J Neurosurg. 2019 May 24;132(6):1706-1714. doi: 10.3171/2019.2.JNS183128.

Abstract

Objective: 5-aminolevulinic acid (5-ALA)-induced protoporphyrin IX (PpIX) fluorescence is an effective surgical adjunct for the intraoperative identification of tumor tissue during resection of high-grade gliomas. The use of 5-ALA-induced PpIX fluorescence in glioblastoma (GBM) has been shown to double the extent of gross-total resection and 6-month progression-free survival. The heterogeneity of 5-ALA-induced PpIX fluorescence observed during surgery presents a technical and diagnostic challenge when utilizing this tool intraoperatively. While some regions show bright fluorescence after 5-ALA administration, other regions do not, despite that both regions of the tumor may be histopathologically indistinguishable. The authors examined the biological basis of this heterogeneity using computational methods.

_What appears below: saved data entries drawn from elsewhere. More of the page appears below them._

PR #208, opened 2020-11-03
Remove ambiguity between DataMappers Create/Modify/Put

matteofigus:
*Description of changes:*

At the moment the PUT data mapper is advertised as Create in API/Frontend and I think this generates confusion. I renamed the "Create" in the backend to be PUT in order to be consistent with API behaviour. I also found and fixed a bug involving doing a PUT for an existing DM that had the same location being prevented from being modified.

In the frontend, I think it makes sense to keep the naming and behaviour as "create", so I decided to add a check to prevent adding a new data mapper with the same ID both on validation phase (by fetching all DMs on page load and then checking synchronously against that) and submit phase (checking one last time to reduce probability of a race condition).

*PR Checklist:*

- [x] Changelog updated
- [x] All tests pass
- [x] Pre-commit checks pass
- [x] Debugging code removed

### DIFF
--- a/frontend/src/components/pages/NewDataMapper.js
+++ b/frontend/src/components/pages/NewDataMapper.js
@@ -63,6 +63,7 @@ export default ({ gateway, goToDataMappers }) => {
 
   const [dataMapperId, setDataMapperId] = useState(undefined);
   const [errorDetails, setErrorDetails] = useState(undefined);
+  const [existingDataMapperIds, setExistingDataMapperIds] = useState([]);
   const [formState, setFormState] = useState("loading");
   const [glueData, setGlueData] = useState(undefined);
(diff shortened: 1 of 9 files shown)


frontend/src/components/pages/NewDataMapper.js
```diff
@@ -235,6 +250,11 @@ export default ({ gateway, goToDataMappers }) => {
                   onChange={(e) => setDataMapperId(e.target.value)}
                   {...validationAttributes(isDataMapperIdValid)}
                 />
+                {submitClicked && overlappingDataMappers && (
+                  <span className="form-error">
```
HieronymusLex, line 254: nit: should probably be a reusable component

HieronymusLex (approved):
LGTM

PR #226, opened 2020-12-11
Support for composite match IDs

### LINKED ISSUE #218: Support for composite match ids with multi-column data mappers
It is currently possible to select multiple columns as identifiers for data mappers.

When adding a match id to the queue, then, that's mapped to all columns, and there is no possibility to match particular values to particular columns.

Let's take as example a table:

```
customer_id | first_name | last_name
```

If we have scenarios of a an anonymous user (for which customer_id is `null`) and we want to match against a tuple of first_name/last_name, it is not currently possible.

With this feature we want to ensure it is possible to add matches like:
* value=12345 to be matched against `customer_id`
* value=John to be matched against `first_name` *AND* value=Doe to be matched against `last_name`

matteofigus:
*Issue #, if available:*
closes #218 

# Description

This PR is for adding support to Composite MatchIds to S3F2.
Composite Match Ids are supposed to help with scenarios that we have seen with many customers related to having rows that cannot have a direct match with a particular column. For instance, given a similar dataset:

|customer_id|first_name|last_name|
|-|-|-|
|12345|John|Doe|
|0|Jane|Doe| 

Where we have both registered and anonymous users. In one scenario, it could be possible to identify a customer by ID, in another we may need to act upon multiple fields.

With composite matches, we can now select all the 3 fields as column identifiers, and then we can add a composite match to identify a user by providing values for particular fields.

## API and Backwards compatibility

I decided to introduce a new field identifying the Match in the API called `Type`=`Simple|Composite`. The API is backwards compatible as creating a match (single or batch) using the old API will now create a match of Type=`Simple` as default. Old matches in Dynamo that don't contain the Type will still be backward compatible as covered by a acceptance test. To keep the API simple, I decided to keep the same endpoint for creating matches of simple or composite type. As a consequence, I decided that:
1) MatchId can now be a string or an array of `{Column, Value}` objects including the Column name and value of each value (min 1).
2) The `DataMappers` field stays unchanged but for composite I cannot allow more than 1 datamapper (as it maps to specific fields), so I decided to add extra server-side validation to check that the `DataMappers` array contains exactly 1 item if Type=`Composite`. We can change this in the future (for instance for datamappers that have similar schema or share column identifiers with the same names and types) but I decided this was the safest way to start for now.
3) The /queue API will return a Type on each queue item response, regardless of it being in Dynamo (deployed with a new version) or not (backward compatibile)

## Python code: Querying Athena

I wanted to identify I simple way to query Athena with hundreds of matches without creating GB big queries. An approach I came up with, is concatenating composite matches during query using an arbitrary token (`____`). Any OR statement is then grouped by matching strategy, and we obtain a query size that grows in complexity linearly compared to the simple match ids.  Example:

```
SELECT DISTINCT "$path"
FROM "amazonreviews"."amazon_reviews_parquet"
WHERE ("a"."b"."c" in ('a123456', 'b123456')
OR concat("user"."first_name", '____', "user"."last_name")
in ('John____Doe', 'Jane____Doe'))
```
As you can imagine, this is what inspired me to call the this mechanism `Composite` (therefore keeping the naming singular for the match Id despite being composed of multiple values).

## Python code: Anything else

Apart from querying athena (execute_query lambda) I think the rest is quite boring - most of the changes are for propagating this data from Find to Forget and I tried to translate any possible edge case to a unit test, and added pretty good number of acceptance too. But let me know if you think something can be simplified.

## Web UI

I tried to keep the UI simple as it could get hard to navigate this various validation flows. So initially I ask the user to pick between Simple and Composite, and I hide Composite if I know there isn't at least 1 Data Mapper with more than 1 column identifier. 
Screenshot 2020-12-15 at 18 58 58
The second step is showing only the Data Mappers with more than 1 column identifier:
Screenshot 2020-12-15 at 18 59 16
Then I allow to select which ones to provide values for, and I allow blank values.
Screenshot 2020-12-15 at 18 59 29

## Code Review

I know the code is a lot! For the review I recommend breaking it down to these units:

1) Review the terminology and docs. Also is "Composite" is a good name?
2) Review the API changes
3) Review the Python code and its tests
4) Review the Frontend code

*PR Checklist:*

- [x] Changelog updated
- [x] All tests pass
- [x] Pre-commit checks pass
- [x] Debugging code removed


ctd (commented):
Changes look generally good to me! Thank you for the detailed change description and screenshots.

The composite approach is an elegant way of fitting it into the design. My only question is about the choice of key itself (commented on the line where you set the constant).

backend/ecs_tasks/delete_files/parquet_handler.py
```diff
@@ -51,15 +81,22 @@ def delete_from_table(table, to_delete):
     for column in to_delete:
```
HieronymusLex, line 81: nit: the little bit of repetition here suggests to me that `to_delete` should contain both normal and composite deletions, then we should determine the correct function call based on the deletion type e.g.

```
for column in to_delete:
        is_composite = # some way of finding out if it's a composite or simple
        get_row_indexes = get_row_indexes_to_delete if is_composite else get_row_indexes_to_delete_for_composite
        indexes = get_row_indexes(
            table, column["Columns"], column["MatchIds"]
        )
        table = table.filter(~indexes)
```

HieronymusLex: not a huge deal if it would be problematic to do it like this, but if it's possible we should consider it

frontend/src/components/FormRadioBinaryChoice.js
```diff
@@ -0,0 +1,30 @@
...
+  name,
+  onlyChoice = false,
+  onSelect,
+  selected,
+  title
+}) => (
+  <div
+    className={`radio-card ${selected && "selected"}`}
+    style={{
+      width: "49%",
```
HieronymusLex, line 16: nts what this is doing but it looks like something that could be better achieved with flexbox? difficult to say without knowing what the problem was but I'm always wary when I see things like 49%!

HieronymusLex:
a few minor comments but in general LGTM - great job!

backend/ecs_tasks/delete_files/json_handler.py
```diff
@@ -30,7 +30,25 @@ def find_key(key, obj):
...
 
-def delete_matches_from_json_file(input_file, to_delete, compressed=False):
+def get_value(key, obj):
+    """
+    Method to find a value given a nested key in an object. Example:
+    key="user.Id"
+    obj='{"user":{"id": 1234}}'
+    result=1234
+    """
+    record = obj
```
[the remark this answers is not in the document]
matteofigus: You're right, done.

backend/lambdas/tasks/execute_query.py
```diff
@@ -6,6 +6,8 @@
 
 client = boto3.client("athena")
 
+COMPOSITE_JOIN_TOKEN = "____"
```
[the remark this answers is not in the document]
matteofigus: Very good idea, done.

backend/lambdas/tasks/execute_query.py
```diff
@@ -43,19 +49,41 @@ def make_query(query_data):
...
     db = query_data["Database"]
     table = query_data["Table"]
     columns = query_data["Columns"]
+    composite_columns = query_data["CompositeColumns"]
     partitions = query_data.get("PartitionKeys", [])
 
     column_filters = ""
     for i, col in enumerate(columns):
         if i > 0:
             column_filters = column_filters + " OR "
```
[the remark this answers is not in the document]
matteofigus: You're right, I updated with `+=` + `itemgetter` to simplify.

backend/ecs_tasks/delete_files/parquet_handler.py
matteofigus: You're right. I went on extending the `Columns` object to contain a `Type` property for each match, and that allowed me to simplify the code a lot in most of the lambdas and the ecs task too! Thanks

frontend/src/components/FormRadioBinaryChoice.js
matteofigus: So you can see an example of this component here:
Screenshot 2020-12-17 at 02 34 21

To refactor given I have a similar binary radio choice later (all Data mappers vs specify Data Mappers), I created this component here `FormRadioBinaryChoice`. As you can see in the following line, I have 49% of width + 1% of margin right (that is what I already had in the previous iteration).

The only new thing here is adding this param `onlyChoice` where in case I add 51% because `Composite` is not an available option and I basically don't want this to happen:
Screenshot 2020-12-17 at 02 41 20

I'm not super familiar with flexbox but I can try to dig in if you think it could be a good improvement. 
What do you think?

matteofigus:
> Changes look generally good to me! Thank you for the detailed change description and screenshots.
> The composite approach is an elegant way of fitting it into the design. My only question is about the choice of key itself (commented on the line where you set the constant).

Thanks! I made amendments as suggested, good ideas.

> a few minor comments but in general LGTM - great job!

Thanks! I refactored the python code, probably worth a new look as I made a couple of changes to improve performance, hopefully it's still all looking quite pythonic. In regards of the frontend comment, I provided a little clarification, let me know if you think it's still worth investigating flexbox.

frontend/src/components/FormRadioBinaryChoice.js
HieronymusLex: ah ok I see what you mean. probably. a good candidate for something like bootstraps responsive grid system. I was worrying that when the screen is small it'll look a bit weird at 49%?

HieronymusLex:
> Thanks! I refactored the python code, probably worth a new look as I made a couple of changes to improve performance, hopefully it's still all looking quite pythonic

looks much better now I think. nice work

HieronymusLex (approved):

ctd (approved):

PR #236, opened 2021-02-05
Export API Gateway URL + Deletion Queue Stream ARN

matteofigus:
*Description of changes:*
This is to make it easier for customers to create applications that integrate with the API, and need to create a stream to verify queue item creation/deletion.

*PR Checklist:*

- [x] Changelog updated
- [x] All tests pass
- [x] Pre-commit checks pass
- [x] Debugging code removed

### DIFF
--- a/docs/USER_GUIDE.md
+++ b/docs/USER_GUIDE.md
@@ -15,6 +15,7 @@ Forget solution.
   - [Logging in for the first time](#logging-in-for-the-first-time)
   - [Managing users](#managing-users)
   - [Making authenticated API requests](#making-authenticated-api-requests)
+  - [Integrating the solution with other applications using CloudFormation stack outputs](#integrating-the-solution-with-other-applications-using-cloudformation-stack-outputs)
 - [Configuring Data Mappers](#configuring-data-mappers)
   - [AWS Lake Formation Configuration](#aws-lake-formation-configuration)
   - [Data Mapper Creation](#data-mapper-creation)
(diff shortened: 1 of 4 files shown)


docs/USER_GUIDE.md
```diff
@@ -318,6 +319,22 @@ requests using the AWS CLI:
...
+url) as input for another application. Alternatively, you can use some of the
+exported values for deploying separate stacks.
+
+After another stack imports an output value, you can't delete the stack that is
+exporting the output value or modify the exported output value. All of the
+imports must be removed before you can delete the exporting stack or modify the
+output value.
+
+Consult the [exporting stack output values] guide and review the differences
+between importing exported values vs using nested stacks.
```
ctd, line 336:
```suggestion
Applications deployed using AWS CloudFormation in the same AWS account and
region can integrate with Find and Forget by using CloudFormation output
values. You can use the solution stack as a nested stack to use its outputs
(such as the API URL) as inputs for another application. 

Some outputs are also available as exports. You can import these values to use
in your own CloudFormation stacks that you deploy following the Find and Forget
stack.

**Note for using exports:** After another stack imports an output value, you
can't delete the stack that is exporting the output value or modify the
exported output value. All of the imports must be removed before you can delete
the exporting stack or modify the output value.

Consult the [exporting stack output values] guide to review the differences
between importing exported values and using nested stacks. 
```

- Distinguish "outputs" from exported outputs
- Separated outputs to another paragraph and made it clear not all values are available as exports

matteofigus: Makes sense, thanks!

ctd (approved):

PR #239, opened 2021-03-02
Remove queue items limit for individual jobs

### LINKED ISSUE #198: Increase size of the deletion queue for individual jobs
After reviewing #188 we kicked off a discussion to start increasing the size of the deletion queue for individual jobs. I decided to summarise the main points in this issue so we can define a strategy moving forward.

## Problem statement

In order to deal with specific internal limits (DynamoDB doc size, Athena query size, SQS message size, and API payload size), currently there is a limit of number of queue items picked by a deletion job. If the queue is too big, a Job will "skip" the items that can't fit and then they will be available to be included in the next Job. Current size of the queue is about ~400KB, which typically means some thousands of matches.

## Why is it a problem?

If you need to process thousands of queue items and run it into multiple jobs, you may incur in extra overhead:

* **Cost**: Athena queries need to be re-run for every job. Fargate needs to re-process the found results multiple times too. If the same S3 object would be affected by multiple jobs, there would be S3+VPC waste too.
* **Performance**: Time can increase significantly as there is lots of repetition
* **Resiliency**: If the find would need to process the same Object, that would need to be rewritten multiple times. Possibility of errors increases by repeating the action multiple times

## What we propose to change to solve the issue?

The new design uses S3 to store the temporary state to represent the queue of a given job (aka Job manifest) rather than DynamoDB. The current list is a summary of the changes to be made to guarantee the current feature set, including having multiple column identifiers for Data Mappers, support for both Parquet/JSON, and expiration policies for Job Details.

1. On CloudFormation stack create, a Glue Db/Table is created used by the solution to look for `s3://manifests-bucket/manifests/` to be used for Athena joins, with partitioning by **job id, data mapper id**
2. On job start, the queue won't be processed just yet to avoid the API to timeout while scanning the queue table and writing to S3. The DynamoDB queue will be written into a S3 JSON object during the query planning phase in the manifests bucket with encryption=ON. The partitions will be then added to the Glue DB/Table.
3. **Rather than writing the matches to the DynamoDB document**, we will write in the Job Document only the path to the S3 Object in the archive:
    ```json
    {
      ...
      "Manifests": "s3://manifests-bucket/manifests/job-id/data-mapperid/manifest.json"
    }
    ```
    * When querying the `API/jobs/id` endpoint during the job running, the `Manifests` attribute will be shown
    * When the job will complete, the manifests will be persisted and kept available to be queried using Athena.
4. If `JobDetailsRetentionDays` is set, a DynamoDB stream will be setup on Job DynamoDB Document DELETE to delete the manifests from S3 + the partitions from glue.
5. The Job processor API endpoint lambda will be rewritten to remove the item skipping logic and the DDB doc size check logic (we shouldn’t need either anymore).
6. The Query builder lambda should be rewritten so that Athena queries make a join rather than inlining the match_ids and should read the queue from the S3 object rather than Dynamo. That lambda should possibly cache that using `@lru_cache()`
7. The Query results handler should store in SQS only the S3 path of the manifest rather than the full matches
8. The Fargate tasks should read the queue from the S3 manifest rather than Dynamo, caching via `@lru_cache()`
9. We should remove the Item skipping from UI
10. In the job details UI, it won't be possible to see the queue anymore after successful job completion.
11. Update LIMITS doc to remove the skipping stuff and deprecate the skipping related job status/job events from troubleshooting

## Summary of changes

* **Access**: Query Handlers Step function lambdas + Fargate + Athena need to access the S3 manifest
* **API**: We'll show `Manifests` for new jobs, we'll show `DeletionQueueItems` for old jobs.
* **Cost**: We pay for storing the queue in S3, but we don’t store it anymore in DDB. In terms of API calls, all that was accessed by Dynamo in terms of queue now is in S3. Costs, for even high numbers, should be kind of the same for each job. Obviously, as soon as we allow running multiple jobs into one, there are very significant Cost advantages with the new approach
* **Docs**: Update limits, document we have a Glue DB/Table used by solution during job creation

## What's next

I definitely would love some input from @ormahler given this design is based on their Pull Request. If this plan works, I can then start breaking it into multiple Pull Requests, cherry picking some stuff from #188 and add all the other bits accordingly (tests, CloudFormation bits, documentation updates, and so on).

matteofigus:
*Issue #, if available:*

Closes #198, #188

*Description of changes:*

This PR removes the limit on the number of queue items to fit an individual job to improve performance and cost.
To solve the issue, the queue is now assigned to a job asynchronously after job start, and its state is saved as snapshot (aka manifest, saved in JSON format in S3) to be consumed by the various components in the Find and Forget Phase.

Here is a summary of the main limits and how they have been addressed in this changes:
1. timeout during job start API call for a big queue: the queue is now populated asynchronously in the generate queries lambda - 15m is the new limit which should be enough for millions of queue items
2. athena query size: the manifests are part of a JOIN with the target tables, meaning the query is not proportional to the queue size
3. get job API size: the queue items are not part of the response anymore. Once the query generation happens, the urls of the manifests (one for each DataMapper) are part of the response, together with _just_ the queue size.
4. step function state size: the state doesn't contain the queue anymore
5. Dynamo job document size: the queue is not snapshotted into a dynamo document anymore, we save it in S3 instead where we have virtually no limit to its size

Inevitably there are some breaking changes to the API and Web UI functionality which have been documented in the upgrade guide.

*UI Changes*

I took the opportunity of using the new data and event (the QueryPlanningComplete) to improve the UI a bit. At the beginning the Items size is just left unknown until the event writes how many queries are planned to execute + the queue size and the manifests:

Screenshot 2021-03-02 at 18 44 55

Now I also can show a bit better the progress during the Find:

Screenshot 2021-03-02 at 18 45 16

*PR Checklist:*

- [x] Changelog updated
- [x] All tests pass
- [x] Pre-commit checks pass
- [x] Debugging code removed


backend/lambdas/tasks/generate_queries.py
```diff
@@ -40,20 +50,92 @@
...
                 "Unsupported data mapper query executor: '{}'".format(query_executor)
             )
 
         batch_sqs_msgs(queue, queries)
+        total_queries += len(queries)
+    write_partitions(manifests_partitions)
+    return {
+        "GeneratedQueries": total_queries,
+        "DeletionQueueSize": len(deletion_items),
+        "Manifests": list(
```
HieronymusLex, line 75: nit: list comprehension probably makes more sense here since you're immediately calling list with the iterator from map

docs/UPGRADE_GUIDE.md
```diff
@@ -1,6 +1,40 @@
 # Upgrade Guide
 
-## Migrating from <=v0.8 to 0.9
+## Migrating from <=v0.23 to v0.24
+
+Prior to v0.24, the Deletion Queue was synchronously processed on Job Creation
+and stored in DynamoDB. As a result, the job API provided the full queue for a
+given job in the `DeletionQueueItems` property and there was a limit of ~375KB
+on the queue size for each individual Job (if the size for a given job would
```
HieronymusLex, line 8: nit: don't think the second statement needs to be in brackets. It's a separate sentence

frontend/src/components/StartDeletionJob.js
```diff
@@ -16,16 +16,16 @@ const StartDeletionJob = ({ className, gateway, goToJobDetails }) => {
...
-        gateway.getQueue(),
         gateway.getDataMappers()
       ]);
 
       setSummary({
-        "Deletion Queue Size": MatchIds.length,
         "Data Mappers Count": DataMappers.length,
-        "Job Details Retention (Days)": Settings.JobDetailsRetentionDays,
+        "Job Details Retention Policy": Settings.JobDetailsRetentionDays
+          ? `Retain for ${Settings.JobDetailsRetentionDay} days`
```
HieronymusLex, line 27: this won't make sense if retention is 1 day?

frontend/src/components/pages/DeletionJob.js
```diff
@@ -149,6 +146,8 @@ const DeletionJob = ({ gateway, jobId }) => {
     setExportState("initial");
   };
 
+  const isLegacy = (job) => !isUndefined(job.DeletionQueueItems);
```
HieronymusLex, line 149: Perhaps we can find a better term than `isLegacy`? I'm thinking what if we deprecate a different field in a future release that has no relation to the presence of the `DeletionQueueItems`

templates/manifests.yaml
```diff
@@ -0,0 +1,83 @@
...
+      BucketEncryption:
+        ServerSideEncryptionConfiguration:
+          - ServerSideEncryptionByDefault:
+              SSEAlgorithm: AES256
+      LifecycleConfiguration:
+        Rules:
+          - Id: ExpireDeletedManifests
+            Prefix: manifests/
+            Status: Enabled
+            NoncurrentVersionExpirationInDays: 1
```
HieronymusLex, line 21: question: would there be any value in retaining the manifest beyond 1 day e.g. the same job data retention setting. I suspect not but worth asking!

HieronymusLex (changes requested):

frontend/src/components/pages/DeletionJob.js
matteofigus: I added a little comment and renamed, better?

templates/manifests.yaml
matteofigus: Not sure I understand the question. Currently, the manifests are deleted (and their partitions) by the stream processor when the DDB job document expires, so I think it has the same data retention as the job data currently. This is only for deleting the thing indefinitely as the bucket has versioning enabled - so the deletion actually just creates a deletion marker. I could potentially change the stream to fetch the version first and do a hard deletion but perhaps that would be a bit more expensive (computationally + S3 calls) so that's why I decided to do it like this.

HieronymusLex: doh, I missed the noncurrent bit

HieronymusLex (dismissed):
lgtm - would be worth @ctd also casting an eye over this

HieronymusLex:
Perhaps it should say "Pending Planning" rather than "Planning Pending"?

docs/UPGRADE_GUIDE.md
```diff
@@ -1,6 +1,41 @@
...
+given job in the `DeletionQueueItems` property and there was a limit of ~375KB
+on the queue size for each individual Job. If the size for a given job would
+have exceeded the allowed space, the `DeletionQueueItemsSkipped` property would
+have been set to `true` and it would have been necessary to run one or more
+deletion jobs, upon completion, to process the whole queue.
+
+Starting from v0.25, the queue is processed asynchronously after job creation
+and is stored in S3 in order to remove the queue limit. As a result:
+
+1. The fields `DeletionQueueItemsSkipped` and `DeletionQueueItems` are both
```
ctd, line 16:
```suggestion
1. The `DeletionQueueItemsSkipped` and `DeletionQueueItems` fields are both
```

frontend/src/components/pages/DeletionJob.js
```diff
@@ -207,45 +211,25 @@ const DeletionJob = ({ gateway, jobId }) => {
...
-                )}`}
-              />
-              <span>
-                {job.DeletionQueueItemsSkipped.toString().toUpperCase()}
-              </span>
+            <DetailsBox label="Deletion Queue Size" fullWidth>
+              {isUndefined(job.DeletionQueueSize)
+                ? syncQueueProcessing(job)
+                  ? job.DeletionQueueItems.length
+                  : "Unknown (Planning pending)"
```
ctd, line 218:
```suggestion
                  : "Unknown (Plan pending)"
```

Re: https://github.com/awslabs/amazon-s3-find-and-forget/pull/239#issuecomment-789836706

If the queue size is determined from the product of planning, then that'd make it a plan that we're awaiting on.

ctd (commented):
Sorry for the late review. This looks really good, there's just a few small suggestions from me.

backend/lambda_layers/boto_utils/python/boto_utils.py
```diff
@@ -236,3 +237,27 @@ def get_session(assume_role_arn=None, role_session_name="s3f2"):
...
+
+def fetch_job_manifest(path):
+    bucket, obj = parse_s3_url(path)
+    return s3.Object(bucket, obj).get().get("Body").read().decode("utf-8")
+
+
+def json_lines_iterator(content, include_unparsed=False):
+    lines = content.split("\n")
+    if lines[-1] == "":
+        lines.pop()
```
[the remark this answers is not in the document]
matteofigus: Aha, that is, I think, what we used to do (this piece of code is here being moved to boto utils from the ecs tasks part). I remember a bug related to having new lines as part of the content, and managed to reproduce in a unit test: https://github.com/awslabs/amazon-s3-find-and-forget/blob/master/tests/unit/ecs_tasks/test_json.py#L71-L88 

In conclusion, I think the `splitlines` method is the issue, which I fixed in this way. I retried to apply this suggested change, and in fact that test indeed fails.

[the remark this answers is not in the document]
ctd: ok, i wasn't aware -- fair enough!

ctd (dismissed):

ctd (approved):

HieronymusLex (approved):
LGTM - great work

ormahler:
This is amazing!
@matteofigus Great work.
Would appreciate if you add me as a contributor to the project if you find it appropriate :).

matteofigus:
Thanks @ormahler - your contribution was key for sure - thanks a lot for your help! Sure I find it appropriate, I'll see what I can do, I guess I can add a note somewhere.

ormahler:
Sounds Good, Thanks!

Methods: The authors collected both fluorescent and nonfluorescent GBM specimens from a total of 14 patients undergoing surgery and examined their gene expression profiles.

Results: In this study, the authors found that the gene expression patterns characterizing fluorescent and nonfluorescent GBM surgical specimens were profoundly different and were associated with distinct cellular functions and different biological pathways. Nonfluorescent tumor tissue tended to resemble the neural subtype of GBM; meanwhile, fluorescent tumor tissue did not exhibit a prominent pattern corresponding to known subtypes of GBM. Consistent with this observation, neural GBM samples from The Cancer Genome Atlas database exhibited a significantly lower fluorescence score than nonneural GBM samples as determined by a fluorescence gene signature developed by the authors.

Conclusions: These results provide a greater understanding regarding the biological basis of differential fluorescence observed intraoperatively and can provide a basis to identify novel strategies to maximize the effectiveness of fluorescence agents.

Keywords: 5-aminolevulinic acid; fluorescence-guided surgery; glioblastoma; oncology; tumor heterogeneity.